Monte Carlo prediction: cheatsheet

The one idea

Monte Carlo prediction estimates V^pi by averaging returns observed over complete episodes. Unbiased, high-variance, requires termination.

Prediction vs control

Prediction = estimate V^pi (or Q^pi) for a GIVEN pi.
Control    = find a BETTER policy (ideally pi^*).
This lesson is prediction in the MODEL-FREE setting (no P, no R; only samples).

The Monte Carlo algorithm

1. Run an episode under pi to termination: s_0, a_0, r_1, s_1, a_1, r_2, ..., s_T.
2. For each state s visited at time t (first-visit or every-visit):
     G_t = r_(t+1) + gamma * r_(t+2) + ... + gamma^(T-t-1) * r_T
     count(s) <- count(s) + 1
     V(s)     <- V(s) + (G_t - V(s)) / count(s)
3. Repeat for many episodes. V(s) -> V^pi(s) by the law of large numbers.

Variants:
  first-visit MC : count only the first visit to s in each episode.
  every-visit MC : count every visit. Both converge.

Step-size form: V(s) <- V(s) + alpha * (G_t - V(s))   (EMA; non-stationary friendly)

Bias-variance position

MC        : ZERO bias,  HIGH variance.  Returns are sums of many random rewards.
TD (next) : SOME bias,  LOWER variance. Bootstraps from one-step + estimated value.
n-step / TD(lambda): interpolate between MC and TD on the same axis.

Worked example (lesson, gamma = 1, episodic)

S -> A (R=1) -> T with R(A->T) = +4 w.p. 0.5, 0 w.p. 0.5.
True values: V^pi(A) = 2, V^pi(S) = 3.

4 episodes with rewards (4,0,4,0):
  G(S) = (5, 1, 5, 1) -> avg 3 ✓        G(A) = (4, 0, 4, 0) -> avg 2 ✓

4 episodes with rewards (4,4,4,0):
  G(S) avg = 4 (off by 1)               G(A) avg = 3 (off by 1)
  -- unbiased in expectation, noisy in any single run.
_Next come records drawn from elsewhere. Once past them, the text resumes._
PR #429, opened 2024-10-11
Update Login/Register form to look more modern

mezotv:
This makes a few changes to the login and register form including the following:

- "Don't have an account" yet button on login
- Make the action button full width
- Add a heading to both pages

This aims to make both forms look more modern and easier on the eye. 

Preview: 

Bildschirmfoto 2024-10-11 um 12 25 20
Bildschirmfoto 2024-10-11 um 12 25 08


mezotv:
As you may have noticed this is not added to all the templates yet, I want to make sure this layout is accepted before and then I will add the rest of them to this pull request! So please let me know @taylorotwell!

taylorotwell:
Hey there - we will be working on the starter kits in general soon so we'll take a look at this then!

When MC fits (and when it doesn’t)

Setting	MC fits?
Episodic task, model unknown, on-policy evaluation	YES
Continuing task (no termination)	NO — need TD
Off-policy evaluation from logged data	MC + importance weights (variant)
Self-play tree search (AlphaGo MCTS)	YES (rollouts)

Pitfalls to dodge

Treating MC as a control algorithm by itself (it’s prediction; wrap in GPI for control).
Applying MC to continuing tasks without truncation (return never finishes).
Confusing “unbiased” with “accurate from few samples” (variance can be large).
Forgetting the first-visit vs every-visit choice changes which samples enter the average.
Stopping after one good-looking episode (run many before reading the average).

Words to use precisely

Model-free prediction: estimate V^pi (or Q^pi) from samples, without P or R.
Return G_t: discounted total reward from time t to episode end.
First-visit MC / every-visit MC: counting rule for averaging within an episode.
Unbiased: E[estimator] = V^pi.
High-variance: large sample-to-sample fluctuation in the estimator.